### Exercise description
Search the data for the word "moved" and copy out every line that has it.
+++ Data
PR #7223, opened 2015-05-18
(CE-1828) Add language code to DMCA submissions

Grunny:
Requested by the team at ChillingEffects.

We have to list out the supported languages manually as CE currently doesn't
provide a list from their API.

Language names are hardcoded rather than translated, as we only
have translations for languages in the native language (i.e. on CreateNewWiki,
interlanguage links, etc.) rather than the names of each language in the current
language. Given this will only be used by ComSup, doesn't seem
necessary to bother translating them in this case.


lgarczewski:
LGTM.

PR #8313, opened 2015-09-02
Updated HeliosClientImpl::invalidateToken() to match Helios endpoint.

harnash:
After changes in Helios, initial endpoint for invalidating user access token changed so this change updates HeliosClient to use the current one.

@Wikia/services-team


ArturKlajnerok:
Lgtm :+1:

PR #8321, opened 2015-09-03
Animate the latest revision status if it needs to be submitted

adamkarminski:
Per a suggestion from @PiotrGackowski :)

### DIFF
--- a/skins/oasis/css/modules/ContentReview.scss
+++ b/skins/oasis/css/modules/ContentReview.scss
@@ -48,8 +48,28 @@ $content-review-color-unsubmitted: #ffad00;
 
 .content-review-status-unsubmitted {
 	border-color: $content-review-color-unsubmitted;
+	animation: submitReminder 3s infinite;
 }
 
 .content-review-status-awaiting {
 	border-color: $content-review-color-awaiting;
+}
+
+/* Animation */
+@keyframes submitReminder {
+	0% {
+		margin-left: 0;
+	}
+
+	25% {
+		margin-left: 10px;
+	}
+
+	50% {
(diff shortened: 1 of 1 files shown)


skins/oasis/css/modules/ContentReview.scss
```diff
@@ -48,8 +48,28 @@ $content-review-color-unsubmitted: #ffad00;
...
 	border-color: $content-review-color-unsubmitted;
+	animation: submitReminder 3s infinite;
 }
 
 .content-review-status-awaiting {
 	border-color: $content-review-color-awaiting;
 }
+
+/* Animation */
+@keyframes submitReminder {
```
hakubo, line 59: 0% margin-left: 0;
100% margin-left: 10px;

and when invoking
animation: submitReminder .75s ease 1.5s infinite;

that should be the same right?

adamkarminski: Yup, checked it, thanks! :)

adamkarminski, line 59: I want it to both start and end at 0 and wait for a while before the next iteration. Your solution makes it start from 0 and end at 10px everytime which looks like this: http://jsfiddle.net/kge01467/

P.S. But thanks to you I've found out, that I can skip the 100% declaration :)

kamilkoterba, line 59: @adamkarminski @hakubo per js fiddle visualization, I think it could sound well if you start a band together ;) very rhythmic visualization :)

kamilkoterba:
LGTM

PR #8327, opened 2015-09-03
(CE-2509,CE-2510) Tweaks to personal JS permissions

Grunny:
Add a preference requiring users to explicitly opt-in to personal JS. Allow
users to edit their personal JS, but only the main skin JS files.

Cherry picked from https://github.com/Wikia/app/pull/8263


lgarczewski:
LGTM.

PR #8329, opened 2015-09-04
SOC-1216 Purge user cache in MW after an update to the attribute service

jsutterfield:
This PR creates a MW API for the attribute service to clear a user's cache after an update to one of their attributes. See https://github.com/Wikia/pandora/pull/440 for more information.

### DIFF
--- a/extensions/wikia/AttributeServiceMWApi/AttributeServiceMWApiController.class.php
+++ b/extensions/wikia/AttributeServiceMWApi/AttributeServiceMWApiController.class.php
@@ -1,6 +1,6 @@
 <?php
 
-class AttributeServiceHelperController extends WikiaController {
+class AttributeServiceMWApiController extends WikiaController {
 
     /**
      * Helper function for the attribute service to clear user MediaWiki.
@@ -9,17 +9,21 @@ class AttributeServiceHelperController extends WikiaController {
      */
     public function purgeUserCache() {
 
+        jmark();
         $userId = $this->request->getVal( 'userId' );
         $signature = $this->request->getVal( 'signature' );
 
        if ( !$this->assertValidParameters( $userId, $signature ) ) {
+           jmark();
            return;
        }
 
         if ( !$this->assertValidSignature( $userId, $signature ) ) {
+            jmark();
             return;
         }
 
+        jmark();
         User::clearUserCache( $userId );
         $userIdentityBox = new UserIdentityBox( User::newFromId( $userId ) );
         $userIdentityBox->clearCache();
--- a/extensions/wikia/AttributeServiceMWApi/AttributeServiceMWApiController.class.php
+++ b/extensions/wikia/AttributeServiceMWApi/AttributeServiceMWApiController.class.php
@@ -2,80 +2,80 @@
 
 class AttributeServiceMWApiController extends WikiaController {
 
-    /**
-     * Helper function for the attribute service to clear user MediaWiki.
-     * This is called when a client other than MW updates an attribute
-     * using the attribute service to clear the User cache.
-     */
-    public function purgeUserCache() {
+	/**
+	 * Helper function for the attribute service to clear user MediaWiki.
+	 * This is called when a client other than MW updates an attribute
+	 * using the attribute service to clear the User cache.
+	 */
+	public function purgeUserCache() {
 
-        $userId = $this->request->getVal( 'userId' );
-        $signature = $this->request->getVal( 'signature' );
+		$userId = $this->request->getVal( 'userId' );
+		$signature = $this->request->getVal( 'signature' );
 
-       if ( !$this->assertValidParameters( $userId, $signature ) ) {
-           $this->setErrorResponse( 'invalid parameters: (userId) and (signature) must not be empty',
-               \WikiaResponse::RESPONSE_CODE_BAD_REQUEST );
-           return;
-       }
+	   if ( !$this->assertValidParameters( $userId, $signature ) ) {
+		   $this->setErrorResponse( 'invalid parameters: (userId) and (signature) must not be empty',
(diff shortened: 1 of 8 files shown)


jsutterfield:
I know, failed unit tests again....I feel like this is becoming a reputation of mine :/ I'll be better about fixing these going forward, but I think the rest of the ticket is ready to be CRed and we need to move this along if we can. I'll have a look at the broken tests first thing tomorrow.

lib/Wikia/src/Persistence/User/Attributes/AttributePersistenceSwagger.php
```diff
@@ -107,7 +107,11 @@ public function deleteAttribute( $userId, Attribute $attribute ) {
 	 * @return UsersAttributesApi
 	 */
 	private function getApi( $userId ) {
-		return $this->apiProvider->getAuthenticatedApi( self::SERVICE_NAME, $userId, UsersAttributesApi::class );
+		/** @var UsersAttributesApi $apiClient */
+		$apiClient = $this->apiProvider->getAuthenticatedApi( self::SERVICE_NAME, $userId, UsersAttributesApi::class );
+		$apiClient->getApiClient()->getConfig()->addDefaultHeader("X-From-MW", "true");
```
jsutterfield: Adding a header so the User Attribute service can identify if a request came from MW or not.

extensions/wikia/AttributeServiceMWApi/AttributeServiceMWApiController.class.php
```diff
@@ -0,0 +1,81 @@
+<?php
+
+class AttributeServiceMWApiController extends WikiaController {
+
+    /**
```
rafalkalinski: tabs instead of spaces :)

extensions/wikia/AttributeServiceMWApi/AttributeServiceMWApiController.class.php
```diff
@@ -0,0 +1,81 @@
...
+    public function purgeUserCache() {
+
+        $userId = $this->request->getVal( 'userId' );
+        $signature = $this->request->getVal( 'signature' );
+
+       if ( !$this->assertValidParameters( $userId, $signature ) ) {
+           return;
+       }
+
+        if ( !$this->assertValidSignature( $userId, $signature ) ) {
```
rafalkalinski: I would say it is to much to put this functionality into two separate functions (assertValidSignature and assertValidParameters).
But that's just me :)

extensions/wikia/AttributeServiceMWApi/AttributeServiceMWApiController.class.php
```diff
@@ -0,0 +1,81 @@
...
+            return;
+        }
+
+        User::clearUserCache( $userId );
```
macbre: This method will only clear the "local" user cache (i.e. per-wiki one).

Call `User::invalidateCache` instead as it clears shared cache from external user as well (which invalidates all local user caches) and updates `user_touched` in the database.

extensions/wikia/AttributeServiceMWApi/AttributeServiceMWApiController.class.php
```diff
@@ -0,0 +1,81 @@
...
+     * This is called when a client other than MW updates an attribute
+     * using the attribute service to clear the User cache.
+     */
+    public function purgeUserCache() {
+
+        $userId = $this->request->getVal( 'userId' );
+        $signature = $this->request->getVal( 'signature' );
+
+       if ( !$this->assertValidParameters( $userId, $signature ) ) {
+           return;
```
macbre: This will make the request return HTTP 200 response code. Let's throw an exception here to clearly indicate that something went wrong.

rafalkalinski:
Two minor comments, some failing test, but beside that LGTM ;)

extensions/wikia/AttributeServiceMWApi/AttributeServiceMWApiController.class.php
jsutterfield: It actually sets the error response code [here](https://github.com/Wikia/app/pull/8329/files#diff-341ac26a93d9bf763b1539072665fa4cR39). But, it's not super obviously that asserting here has the side effect of altering the response. I'll move the `setErrorResponse` call higher up to make that more clear.

extensions/wikia/AttributeServiceMWApi/AttributeServiceMWApiController.class.php
jsutterfield: Bah! After spilling water on my old laptop I'm still setting up this new one...guess I missed that part. I'll update.

extensions/wikia/AttributeServiceMWApi/AttributeServiceMWApiController.class.php
jsutterfield: Hmm, I was trying `User::invalidateCache` at first but it wasn't working properly. It looks like it loads the previous values form cache, deletes the cache, and then sets that old cache again...I do need to cleared the shared cache though, and update, the `user_touched`. Calling `User::clearUserCache( $userId );` first seems to fix it.

extensions/wikia/AttributeServiceMWApi/AttributeServiceMWApiController.class.php
jsutterfield: Can we call this one a stylistic difference? I like having it split in 2 methods, I think they're distinct enough, and makes it clear what's going on :)

armonr:
LGTM

extensions/wikia/AttributeServiceMWApi/AttributeServiceMWApiController.class.php
rafalkalinski: sure :)

PR #8335, opened 2015-09-04
ADEN-2407 Added SP status to all ads GA events

fraszczakszymon:


extensions/wikia/AdEngine/js/AdTracker.js
```diff
@@ -7,6 +7,11 @@ define('ext.wikia.adEngine.adTracker', ['wikia.tracker', 'wikia.window'], functi
 
 	function encodeAsQueryString(extraParams) {
 		var out = [], key, keys = [], i, len;
+
+		if (window.ads.context.opts.sp) {
```
nandy-andy: How different would it be to use `ext.wikia.adEngine.adContext` dependency instead of reaching for global `ads.context.opts.sp`?

nandy-andy:
I know I gave the idea of using our own namespace and setting global variable but given the 2nd thought on that after reviewing the code I wouldn't use `window.ads.context` for this. Since, we want to make it representation of what we create in PHP and then modify only with our configs.

If we can't make it cleaner let's go with `ads.sourcepoint` object for example? `window.ads.sourcepoint.adBlockDetected = 'yes';` and `window.ads.sourcepoint.adBlockDetected = 'no';`. What do you think?

fraszczakszymon:
:+1: 
We have `window.ads.runtime` object. What do you think about `window.ads.runtime.sp.blocking`?

nandy-andy:
I didn't know about `window.ads.runtime` :) Sounds and looks better, I guess :smiley_cat: 

LGTM :+1:

PR #8340, opened 2015-09-04
SOC-1231 Clicking on an avatar in global nav shows a page you are viewing instead of a login form in the iframe

rafalkalinski:
https://wikia-inc.atlassian.net/browse/SOC-1231


bkoval:
LGTM

PR #8344, opened 2015-09-04
Send the auth header when deleting the users access token in helios

drsnyder:
Send the auth header when deleting the users access token in helios.

https://wikia-inc.atlassian.net/browse/SERVICES-707

/cc @Wikia/services-team


lib/Wikia/src/Service/Helios/HeliosClientImpl.php
```diff
@@ -13,6 +13,8 @@ class HeliosClientImpl implements HeliosClient
 	const CLIENT_ID = "client_id";
 	const CLIENT_SECRET = "client_secret";
 
+	const HELIOS_AUTH_HEADER = "X-Wikia-UserId";
```
nmonterroso: Can we change usage of https://github.com/Wikia/app/blob/dev/lib/Wikia/src/Service/Swagger/ApiProvider.php#L10 to use this instead?

nmonterroso:
minor comment otw lgtm

ArturKlajnerok:
Lgtm :+1:

lib/Wikia/src/Service/Helios/HeliosClientImpl.php
drsnyder: I saw that reference... Just so I'm clear, that's not auto generated?

drsnyder: Doesn't look like it... I think I'm going to move this into `Wikia\Service\Constants`.

harnash: @drsnyder, @nmonterroso: Added `Wikia\Service\Constants` and moved the `X-Wkia-UserId` there (a8cd822).

harnash:
Implemented all the changes requested in comments.

@Wikia/services-team

sqreek:
Lgtm

nmonterroso:
@harnash the constant was moved out of `ApiProvider`, but looks like there are references to the constant in the `UserAvatarsApi`

lib/Wikia/src/Service/Helios/HeliosClientImpl.php
```diff
@@ -155,16 +157,18 @@ public function refreshToken( $token )
 	 * A shortcut method for token invalidation requests.
 	 *
 	 * @param $token string - a token to be invalidated
+	 * @param $userId integer - the current user id
 	 *
 	 * @return string - json encoded response
 	 */
-	public function invalidateToken( $token )
+	public function invalidateToken( $token, $userId )
```
nmonterroso: This is incompatible with the `HeliosClient` interface

PR #8346, opened 2015-09-07
(CE-2623) Allow editing of MW JS pages if ContentReview is enabled

Grunny:
Allow editing of MediaWiki JS pages if ContentReview and site JS are
enabled. Checking site JS as well allows us to enable ContentReview
everywhere in the future without opening up editing of site JS where
it's not in use.

Also blacklist *.js pages from Verbatim now that they will be editable.


lukaszkonieczny:
LGTM

PR #8347, opened 2015-09-07
SOC-1247 take attribute service out of shadow mode

jsutterfield:
Ticket: https://wikia-inc.atlassian.net/browse/SOC-1247

### DIFF
--- a/includes/User.php
+++ b/includes/User.php
@@ -4894,9 +4894,8 @@ class User {
 			foreach ( $attributes as $attributeName => $attributeValue ) {
 				$this->compareAttributeValueFromService( $attributeName, $attributeValue );
 
-				// Once shadow mode verifies these are correct, we can uncomment this
-				// $this->mOptionOverrides[$attributeName] = $attributeValue;
-				// $this->mOptions[$attributeName] = $attributeValue;
+				 $this->mOptionOverrides[$attributeName] = $attributeValue;
+				 $this->mOptions[$attributeName] = $attributeValue;
 			}
 		}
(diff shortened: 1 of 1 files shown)


macbre:
LGTM (as far as shadow mode proved that the attributes service works correctly)

includes/User.php
```diff
@@ -4894,9 +4894,8 @@ private function loadAttributes() {
 			foreach ( $attributes as $attributeName => $attributeValue ) {
 				$this->compareAttributeValueFromService( $attributeName, $attributeValue );
```
macbre, line 4895: Shouldn't we raise an exception here (when there's a mismatch) instead of writing wrong data?

includes/User.php
```diff
@@ -4894,9 +4894,8 @@ private function loadAttributes() {
...
 
-				// Once shadow mode verifies these are correct, we can uncomment this
-				// $this->mOptionOverrides[$attributeName] = $attributeValue;
-				// $this->mOptions[$attributeName] = $attributeValue;
+				 $this->mOptionOverrides[$attributeName] = $attributeValue;
+				 $this->mOptions[$attributeName] = $attributeValue;
```
armonr, line 4898: @jsutterfield: Should this be controlled via a wg variable as discussed in the previous ticket [SOC-1216](https://wikia-inc.atlassian.net/browse/SOC-1216?focusedCommentId=193377&page=com.atlassian.jira.plugin.system.issuetabpanels:comment-tabpanel#comment-193377)?

PR #8350, opened 2015-09-07
Dat 3150 skip rendering labels row in infobox horizontal group if all labels are empty

RafLeszczynski:


dianafa:
LGTM

sebastianmarzjan:
What about the coverage through api tests, do they pass too?

RafLeszczynski:
@SebastianMarzjan good catch - will check it

PR #8353, opened 2015-09-07
CE-2610 Adding a method for importing local wikia scripts ...

kamilkoterba:
in user custom JS scripts

https://wikia-inc.atlassian.net/browse/CE-2610

@Wikia/community-engineering


extensions/wikia/ContentReview/scripts/contentReviewAddImportWikiaScriptPagesScript.js
```diff
@@ -0,0 +1,30 @@
+/**
+ * Adds a method to window object for importing wikia local scripts
+ */
+require(['wikia.window'], function (window) {
+	'use strict';
+	/**
+	 * Imports script from provided JS page in MediaWiki namespace
+	 * @param {string} scriptName Name of page without namespace prefix
```
lukaszkonieczny: I think should be string|array

extensions/wikia/ContentReview/scripts/contentReviewAddImportWikiaScriptPagesScript.js
```diff
@@ -0,0 +1,30 @@
...
+	 */
+	window.importWikiaScriptPages = function (articles, server) {
+
+		for (var i = 0; i < articles.length; i++) {
```
lukaszkonieczny: This loop will return unexpected result if articles will be a string

extensions/wikia/ContentReview/scripts/contentReviewAddImportWikiaScriptPagesScript.js
```diff
@@ -0,0 +1,30 @@
...
+
+		window.importArticles({
+			type: 'script',
+			articles: articles,
+			server: server
+		});
+	};
+
+	function isJsPage (scriptName) {
+		return scriptName.substr(scriptName.length - 3) === '.js';
```
lukaszkonieczny: Please check is there possibility to add page with `.JS` or `.Js`

adamkarminski: Maybe the next step after checking that a name does not end with .js should be adding this part? It could be convenient to just give a name of an article (e.g. just MyScript instead of MyScript.js).

resources/wikia/wikia.wikibits.js
```diff
@@ -155,8 +161,40 @@ var importArticleMissing = (function() {
...
+
+		window.importArticles({
+			type: 'script',
+			articles: articlesToImport,
+			server: server
+		});
+	}
+
+	function isJsPage (scriptName) {
+		return scriptName.substr(scriptName.length - 3).toLowerCase() === '.js';
```
Grunny: We shouldn't be converting to lowercase, we should only allow lowercase .js pages, i.e. only pages that match `Title::isJsPage`. i.e. http://starwars.wikia.com/wiki/MediaWiki:Common.js is a JS page according to MediaWiki, but http://starwars.wikia.com/wiki/MediaWiki:Common.Js?action=edit is not and shouldn't be allowed as an import.

extensions/wikia/ContentReview/scripts/contentReviewAddImportWikiaScriptPagesScript.js
kamilkoterba: MediaWiki: prefix is namespace when .js extension is part of the title. I prefer to tell a user to explicitly provide extension as it's a part of title. Added banner notification for user when detected missing .js

resources/wikia/wikia.wikibits.js
```diff
@@ -109,54 +110,145 @@ var importArticle = (function() {
...
+var importWikiaScriptPages = (function () {
+	var namespacePrefix = 'MediaWiki:',
+		externalPrefix = 'external:',
+		externalPrefixLength = externalPrefix.length;
+
+	function importWikiaScriptPages(articles) {
+		var articlesToImport = [],
+			articlesFailed = [];
+
+		for (var i = 0; i < articles.length; i++) {
```
lukaszkonieczny, line 200: I think we should check if `articles` is an array. What do you think about allowing importing one script with parameter as a string?

resources/wikia/wikia.wikibits.js
```diff
@@ -109,54 +110,145 @@ var importArticle = (function() {
...
+			articles: articlesToImport
+		});
+	}
+
+	function isJsPage(scriptName) {
+		return scriptName.substr(scriptName.length - 3) === '.js';
+	}
+
+	function isExternal(scriptName) {
+		return scriptName.substr(0, externalPrefixLength) === externalPrefix;
```
lukaszkonieczny, line 230: I'm not sure about it. In previous version we had `server` variable which was much simpler for me to use

resources/wikia/wikia.wikibits.js
```diff
@@ -109,54 +110,145 @@ var importArticle = (function() {
...
+			if (isExternal(articles[i])) {
+				var articlePreparedName = prepareExternalArticleName(articles[i]);
+				if (articlePreparedName.length === 0) {
+					articlesFailed.push(articles[i]);
+					continue;
+				}
+				articlesToImport.push(articlePreparedName);
+				continue;
+			}
+			articlesToImport.push(namespacePrefix + articles[i]);
```
lukaszkonieczny, line 214: Maybe we can use one use `push` method once?

resources/wikia/wikia.wikibits.js
lukaszkonieczny, line 230: Ahhh but it doesnt allow to add multiple scripts :/

resources/wikia/wikia.wikibits.js
```diff
@@ -109,54 +110,145 @@ var importArticle = (function() {
...
+
+	function isExternal(scriptName) {
+		return scriptName.substr(0, externalPrefixLength) === externalPrefix;
+	}
+
+	function prepareExternalArticleName(articleName) {
+		var indexOfSubdomain = articleName.indexOf(':', externalPrefixLength) + 1,
+			articlePreparedName = '';
+
+		if (indexOfSubdomain === 0) {
```
lukaszkonieczny, line 237: You should also check `-1` value

kamilkoterba, line 237: I'm adding +1 line above, hence 0 not -1.
any number lower than externalPrefixLength and different than 0 is not possible here.

resources/wikia/wikia.wikibits.js
kamilkoterba, line 230: It's similar to importArticles format and I think we can add help page link to notification once one is ready.

resources/wikia/wikia.wikibits.js
lukaszkonieczny, line 237: :+1:

lukaszkonieczny:
LGTM

PR #9296, opened 2015-12-10
CE-3172 Fix for PHP Strict error - child method should have the same definition

adamkarminski:


kamilkoterba:
LGTM

PR #9297, opened 2015-12-10
i18n for content-moderator group

macbre:
i18n messages for the "Content Moderators" group that will be introduced by [PLATFORM-1734](https://wikia-inc.atlassian.net/browse/PLATFORM-1734).

@wladekb / @michalroszka


languages/messages/wikia/crowdin.conf
```diff
@@ -0,0 +1,4 @@
+[crowdin.project]
+projectid = "CoreMessagesWikia"
+format = "mediawiki"
+source.file = "MessagesEn.php"
```
macbre: Pinging @Grunny

Grunny: Looks OK for upload, but the i18n commandline tool doesn't support downloading the translations into the separate language files for MediaWiki right now, so downloading will need some manual work to move them into the right files.

Grunny: And actually, upload won't work either, since the script looks for the `en` key in the messages array, which doesn't apply to this file.

macbre: :(

So the manual upload to Crowdin is the only solution here? A fake extension with i18n file with these messages only sounds way to hacky to me ;)

Grunny: Yeah :( though when I've done this for these files before, I've just created a temporary i18n.php file locally and used it to do the upload and later download, then just copied the translations to the right files in languages/messages/wikia. It's ugly, but at least you get the conversion to and from JSON.

macbre: Good hint, will try. Thanks :)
++++++
### Output
harnash: @drsnyder, @nmonterroso: Added `Wikia\Service\Constants` and moved the `X-Wkia-UserId` there (a8cd822).
@harnash the constant was moved out of `ApiProvider`, but looks like there are references to the constant in the `UserAvatarsApi`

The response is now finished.